Untuk mendorong keadilan hadir ditengah urat nadi nelayan dan para pelaku usaha perikanan, maka Undang-Undang Nomor 11 Tahun 2020 tentang Cipta Kerja itu harus dibatalkan karena bertentangan dengan Undang-Undang Dasar Negara Republik Indonesia Tahun 1945 serta tidak mempunyai kekuatan hukum mengikat secara bersyarat.
Mengapa? Karena UU tersebut, sistem penarikan pungutan hasil perikanan tidak pertimbangkan kondisi sosial ekonomi nelayan maupun pelaku usaha perikanan. Pasangan AMIN kedepan dapat membatalkan seluruh regulasi yang sudah diterbitkan maupun belum diterbitkan. Karena bertentangan prinsip-prinsip keadilan dan kesetaraan, sehingga kebijakan tidak absurd di masa depan.
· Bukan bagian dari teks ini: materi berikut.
Issue #1226, opened 2018-10-01
Support use as a pure metadata/indexing frontend without blob storage


khimaros:
It would be great if users could take advantage of the benefits of Perkeep (indexing, search, out of band metadata, duplicate detection, and remote blob sync) without replicating their entire file-based storage (and incurring the disk-space penalty). A tool which does this very well (for music) is https://github.com/beetbox/beets -- a challenge I foresee with this is that Perkeep blobs are designed to be referenced by checksum.

PR #1282, opened 2019-11-27
pkg/blobserver/fsbacked: add blobserver using existing local files as storage [WIP]

bobg:
This PR is a **preliminary sketch** for a new blobserver type that uses files uploaded to it as their own storage.

When you add a file to an `fsbacked.Storage` that's within the directory tree it controls, an entry is added to a database that maps between files and blobrefs; but the file's contents are not copied anywhere. When fetching the file's content blob later, the database directs the `Storage` to the right local file and the data is served from there.

Adding files _outside_ the directory tree, or adding any other kind of blob, fails over to another blobserver nested inside the `fsbacked.Storage`.

This solves the problem of wanting to add a tree of large files (e.g., videos of my kids growing up) to a local Perkeep instance without storing all the data twice. This should be used only on directory trees whose files do not change, lest the blobrefs in the database become mismatched to their corresponding files.

A number of other changes throughout Perkeep would be needed to make this truly useful. The `io.Reader` presented to a blobserver's `ReceiveBlob` method is usually (always?) some wrapper object (like [checkHashReader](https://github.com/perkeep/perkeep/blob/d342b0e26632217a93a7b9a2ce85acca0c5cd00b/pkg/blobserver/receive.go#L71-L79)) that conceals the underlying `*os.File`, without which `fsbacked.Storage` cannot detect that a file within its tree is being uploaded. And in any case, Perkeep imposes [rather a low limit on blob sizes](https://github.com/perkeep/perkeep/blob/d342b0e26632217a93a7b9a2ce85acca0c5cd00b/pkg/constants/constants.go#L22-L23) for this purpose.

Presented for further discussion.

### DIFF
--- a/go.mod
+++ b/go.mod
@@ -35,7 +35,7 @@ require (
 	github.com/lib/pq v1.1.1
 	github.com/mailgun/mailgun-go v0.0.0-20171127222028-17e8bd11e87c
 	github.com/mattn/go-mastodon v0.0.5-0.20190517015615-8f6192e26b66
-	github.com/mattn/go-sqlite3 v1.6.0
+	github.com/mattn/go-sqlite3 v1.10.0
 	github.com/miekg/dns v0.0.0-20161003181808-3f1f7c8ec9ea
 	github.com/nf/cr2 v0.0.0-20140528043846-05d46fef4f2f
 	github.com/onsi/ginkgo v1.8.0 // indirect
--- a/go.mod
+++ b/go.mod
@@ -40,7 +40,7 @@ require (
 	github.com/nf/cr2 v0.0.0-20140528043846-05d46fef4f2f
 	github.com/onsi/ginkgo v1.8.0 // indirect
 	github.com/onsi/gomega v1.5.0 // indirect
-	github.com/pkg/errors v0.8.0 // indirect
+	github.com/pkg/errors v0.8.0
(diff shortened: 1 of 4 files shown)


zenhack:
Re: the blob size limit, you could solve that by keeping track of offset & size info in the db as well, so that multiple blobs could be contained in the same file. Then the file gets split up when added as normal, but the store just points the different parts to different chunks of that same physical file.

As far as the problem of including the data in perkeep without storing it twice -- what I do here is to just dump the data into perkeep and then access it via the fuse filesystem.

Something like this would have been nice to have when I was doing a mass import of my backups months ago; not having to actually copy 2TiB of data might have sped things up a bit. I probably still would have had to write custom tooling though...

bobg:
> you could solve that by keeping track of offset & size info in the db as well, so that multiple blobs could be contained in the same file

Thanks for that suggestion! It's implemented in https://github.com/perkeep/perkeep/pull/1282/commits/4d9ca00d3f780f6ffc75ea0007de3d33b8386364. That commit also adds a new type, `FileSectionReader`, that, if used by `schema.WriteFileChunks`, would be most of what this needs to be fully useful. That's a project for a future commit on this branch.

bobg:
Just discovered there's an existing feature request for this: https://github.com/perkeep/perkeep/issues/1226.

tgulacsi (approved):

Peraturan seperti PP 85 tahun 2021, Kepmen 75 tahun 2021 tentang mekanisme penarikan PNBP perikanan, Kepmen 98 tentang produktivitas kapal perikanan dan Kepmen 97 tahun 2021 tentang Harga Patokan Ikan untuk Penghitungan Pungutan Hasil Perikanan memberi karpet merah pada asing untuk menguasai laut Indonesia. Jelas, bertentangan UUD 1945 dan asas keadilan dalam Pancasila.
Bagi pasangan AMIN, akan sulit terwujud keadilan ekologis berkelanjutan untuk generasi mendatang, apabila WPPNRI dan pelabuhan untuk perusahaan perikanan berskala menengah maupun besar harus miliki modal usaha besar sebagai syarat dapat kuota tangkap ikan dan membayar PNBP sistem pra/pasca bayar. Maka hal demikian, termasuk menjajah dan mencekik pengusaha dalam negeri.